How to Interview Programmers - MattRogish
http://mattrogish.com/blog/2013/06/26/how-to-interview-programmers/

======
Djonckheere
This is a great post chalk full of many excellent hiring tips for technical
roles. Although I'm curious, you mention 2 to 4 hours of "programming
challenges" as a component of your 'on-site interview'. These are followed by
paired programming sessions (presumably several of these) involving debugging
with team members --say, 1 to 2 hours? This, along with the usual meet and
greet chit-chat/Q&A and walking tours of the office. So basically you're
asking short listed candidates you've identified as "qualified" to spend an
entire day with you and upwards of 5 hours demonstrating their programming and
problem-solving skills.

This sounds excessive.

Your company must have unlimited resources or incredible cash flow to be able
to invest an entire day on each candidate and then pull team members off
"paying" tasks and projects to prepare mock programming exercises. If you're
talking junior or intermediate roles, this might work.
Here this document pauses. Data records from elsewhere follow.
PR #62, opened 2022-01-27
Overridable Markdown node Viewers

zampino:
This set of changes (partially <sup>1</sup>) fits markdown rendering into the viewers API framework, in doing so we achieve: 

* each markdown node (`:heading`, `:paragraph`, `:monospace`, etc) gets assigned an individual viewer and as such its appearance is completely customisable by the user via `set-viewers!` function. Check the [markdown viewers notebook](https://snapshots.nextjournal.com/clerk/build/b1b010e26856c0b8ba20085f797802fd241d9509/index.html#/notebooks/viewers/markdown.clj).
* markdown viewers might depend on other viewers. For instance the formula viewer now is implemented  on top of the `:latex` viewer: changing the latter will affect all formulas inserted in markdown fragments. Check the [mathjax example](https://snapshots.nextjournal.com/clerk/build/b1b010e26856c0b8ba20085f797802fd241d9509/index.html#/notebooks/viewers/mathjax.clj).

It is debatable if this is sufficient or if we want to move viewer selection on the clojure side as per latest trend.

- [ ] fix safari issues with `Error: MathJax retry`

#### Notes
<sup>1</sup>: Markdown blocks are not described but passed to the client wrapped in `with-viewer` format. The client is still responsible for looking up the right viewer for each markdown node.

### DIFF
--- a/deps.edn
+++ b/deps.edn
@@ -25,7 +25,7 @@
            :sci {:extra-deps  {applied-science/js-interop  {:mvn/version "0.3.0"}
                                borkdude/sci {:mvn/version "0.2.6"}
                                reagent/reagent {:mvn/version "1.1.0"}
-                               io.github.nextjournal/viewers {:git/sha "3e1569a67dbec87bcbd7d1343aa754222aeede77"}
+                               io.github.nextjournal/viewers {:git/sha "fd4a1b9ec220e17d2893988c57be2a239d165ef1"}
                                metosin/reitit-frontend     {:mvn/version "0.5.15"}}}
 
            :dev {:extra-deps {arrowic/arrowic {:mvn/version "0.1.1"}
--- a/notebooks/mathjax.clj
+++ b/notebooks/mathjax.clj
@@ -1,22 +1,21 @@
-(ns mathjax
+;; # MathJax
+(ns ^:nextjournal.clerk/no-cache mathjax
   (:require [nextjournal.clerk :as clerk]
             [nextjournal.clerk.viewer :as clerk-viewer]))
 
-#_(clerk/set-viewers! [{:name :latex :render-fn (quote v/mathjax-viewer) :fetch-fn (fn [_ x] x)}])
-#_(reset! clerk-viewer/!viewers clerk-viewer/all-viewers)
+(clerk/set-viewers! [{:name :latex
+                      :render-fn (quote v/mathjax-viewer)
+                      :fetch-fn (fn [_ x] x)}])
 
-(swap! clerk-viewer/!viewers update :root (partial mapv #(cond-> %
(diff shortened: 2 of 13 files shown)


zampino:
Trying to do viewer selection on the clojure side but it's not looking good. Starting with just a few nodes with a recursive describe step done via `:transform-fn` (which doesn't get passed describe `opts`) and unwrapping via `value` fn:

```clojure

(def describe-children (map (comp value #(describe % {:viewers default-markdown-viewers}))))

(def default-markdown-viewers
  [{:name :nextjournal.markdown/formula
    :fetch-fn (fn [_ {:keys [text]}] text)
    :render-fn (quote v/katex-viewer)}

   {:name :nextjournal.markdown/text
    :fetch-fn (fn [_ {:keys [text]}] text)}

   {:name :nextjournal.markdown/paragraph
    :fetch-fn fetch-all
    :transform-fn (fn [{:nextjournal/keys [value]}]
                    (into [:p] describe-children (:content value)))}

   {:name :nextjournal.markdown/heading
    :fetch-fn fetch-all
    :transform-fn (fn [{:nextjournal/keys [value]}]
                    (let [{:keys [heading-level content]} value]
                      (into [(keyword (str \h heading-level))]
                            describe-children
                            content)))}])

(def default-viewers
  [{:name :nextjournal.markdown/doc
    :render-fn 'v/html
    :transform-fn (fn [wrapped-value]                       ;; FIXME: transform-fn doesn't take options
                    (-> wrapped-value
                        (update :nextjournal/value (fn [{:keys [content]}]
                                                     (into [:<>]
                                                           describe-children
                                                           content)))))
    :fetch-fn fetch-all}
...
```
and this looks kind of ok

```clojure
(-> (nextjournal.markdown/parse "# Hello
some paragraph $\\phi$.
  ")
      nextjournal.clerk.view/md->viewer
      describe)
;; => 
{:path [],
 :nextjournal/value [:<> [:h1 "Hello"] [:p "some paragraph " "\\phi" "."]],
 :nextjournal/viewer {:name :nextjournal.markdown/doc, :render-fn #viewer-fnv/html}}
```
but I cannot easily get a grasp on the formula node `:render-fn` to have it use the latex viewer. We'd also have to check that this approach is still open for user-facing overrides.

zampino:
> or if we want to move viewer selection on the clojure side

This is actually relying on "client-side viewer registration" which is being dropped with https://github.com/nextjournal/clerk/compare/drop-eval-viewer. The current approach won't make sense any longer, so we'll need to go for an actual server-side description.

zampino:
Superseded by https://github.com/nextjournal/clerk/pull/122.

But good luck getting
any senior developer with decent experience and programming chops to spend 5
hours of their day on so-called "challenges" unless you're one of the Googles
or Facebooks of the world.

------
kasey_junk
The only thing I think this article gets wrong is the 1 month contract idea.
It is problematic for 2 reasons: 1\. Often 1 month is not enough of a trial
period. 2\. You will lose tons of great developers who simply will not work on
a contract basis.

I think the way to approach this is actually a 6 month contract with a
garaunteed cash payout at the end equivalent to 6 months of contract value
that you get regardless of whether the company renews the contract.

------
michaelochurch
I've met Matt Rogish and he is one of the most in-tune people I've met on how
technology management _should_ work. Everything I've read of his is worth
reading.